» **Assigned task**: Print out the entries that follow exactly, missing none.

» **Records for processing**:
PR #6978, opened 2020-05-01
limit response in $local/docs/get-documents

### LINKED ISSUE #6754: SystemError: <method 'get' of 'dict' objects> returned a result with an error set
https://sentry.prod.mozaws.net/operations/mdn-prod/issues/6659909/

```
timeout: timeout
SystemError: <method 'get' of 'dict' objects> returned a result with an error set
  File "meinheld/mlogging.py", line 187, in _access
    'h': environ.get('REMOTE_ADDR', '-'),

SystemError: <method 'get' of 'dict' objects> returned a result with an error set
```

Low priority: 12x in 2yrs, but might worth looking into with spare time.

peterbe:
Fixes #6754

See email from me about this.

### DIFF
--- a/kuma/wiki/views/misc.py
+++ b/kuma/wiki/views/misc.py
@@ -84,7 +84,7 @@ def autosuggest_documents(request):
 
     # Generates a list of acceptable docs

» **Solution to this problem**:
PR #6978, opened 2020-05-01
limit response in $local/docs/get-documents

### LINKED ISSUE #6754: SystemError: <method 'get' of 'dict' objects> returned a result with an error set
https://sentry.prod.mozaws.net/operations/mdn-prod/issues/6659909/

```
timeout: timeout
SystemError: <method 'get' of 'dict' objects> returned a result with an error set
  File "meinheld/mlogging.py", line 187, in _access
    'h': environ.get('REMOTE_ADDR', '-'),

SystemError: <method 'get' of 'dict' objects> returned a result with an error set
```

Low priority: 12x in 2yrs, but might worth looking into with spare time.

peterbe:
Fixes #6754

See email from me about this.

### DIFF
--- a/kuma/wiki/views/misc.py
+++ b/kuma/wiki/views/misc.py
@@ -84,7 +84,7 @@ def autosuggest_documents(request):
 
     # Generates a list of acceptable docs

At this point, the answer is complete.